Saturday, April 22, 2006

A Case of Mistaken Identity

Sometime back, I walked into a local restaurant. That really hurt. Then I found the door. The young lady who seated me greeted me with "Where's my little girl?"
I'm pretty sure I had never seen this gal before, socially or otherwise. And I was sure that the restaurant management did not make a habit of hiring the mentally-unhinged as wait-staff.
"Um," I responded, "I haven't seen her lately..."
She took my order, and went to the kitchen to get my cup of coffee. Much giggling issued from the kitchen, and when she returned with my coffee, she said, "I'm sorry. You're not who I thought you were. There was this guy in here the other night who looked just like you. He had this cute little girl with him."
Poor guy, to wear my face all his life!

If you go to the Jewish AskMoses website, and click on "scholars," you're presented with a drop-down list of rabbis who help answer people's questions. Rabbi Naftali Silberberg, the editor-in-chief of AskMoses, is my twin. That's his picture at the top of this entry--not mine.
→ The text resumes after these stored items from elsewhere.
PR #3365, opened 2016-06-27
added in type check for chunk_size

nateprewitt:
This should raise a type error if a non-integer chunk_size is passed. I'm assuming we're not concerned about a chunk_size of type long, but that may be wrong.

### DIFF
--- a/requests/models.py
+++ b/requests/models.py
@@ -685,6 +685,8 @@ class Response(object):
 
         if self._content_consumed and isinstance(self._content, bool):
             raise StreamConsumedError()
+        elif not isinstance(chunk_size, int):
+            raise TypeError("chunk_size must be an int, it is instead a %s." % type(chunk_size))
         # simulate reading small chunks of the content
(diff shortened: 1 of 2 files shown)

All of this to say, I think I can understand Thomas' skepticism about the resurrection in John 20:24-25. We're told that Thomas is also called "Didymus." Both names mean "twin."
I don't know whether he had a twin sibling or just looked like someone else--a father or uncle, maybe. But this little note sheds some light on Thomas' refusal to believe the other disciples' testimony that they had seen the Lord. Thomas has probably spent his entire life being mistaken for somebody else!
But while this makes his skepticism understandable, it also probably adds credence to his eye-witness testimony. While the others may have wanted to see Jesus and somehow might have hallucinated the appearance, Thomas is unlikely to have done so. The claims of others does not move him to belief! He won't believe until he sees for himself!
I'm glad John mentions Thomas & his doubts. It reminds me that God is big enough for our doubts and questions. He's not offended by healthy skepticism, nor by those who seek proof.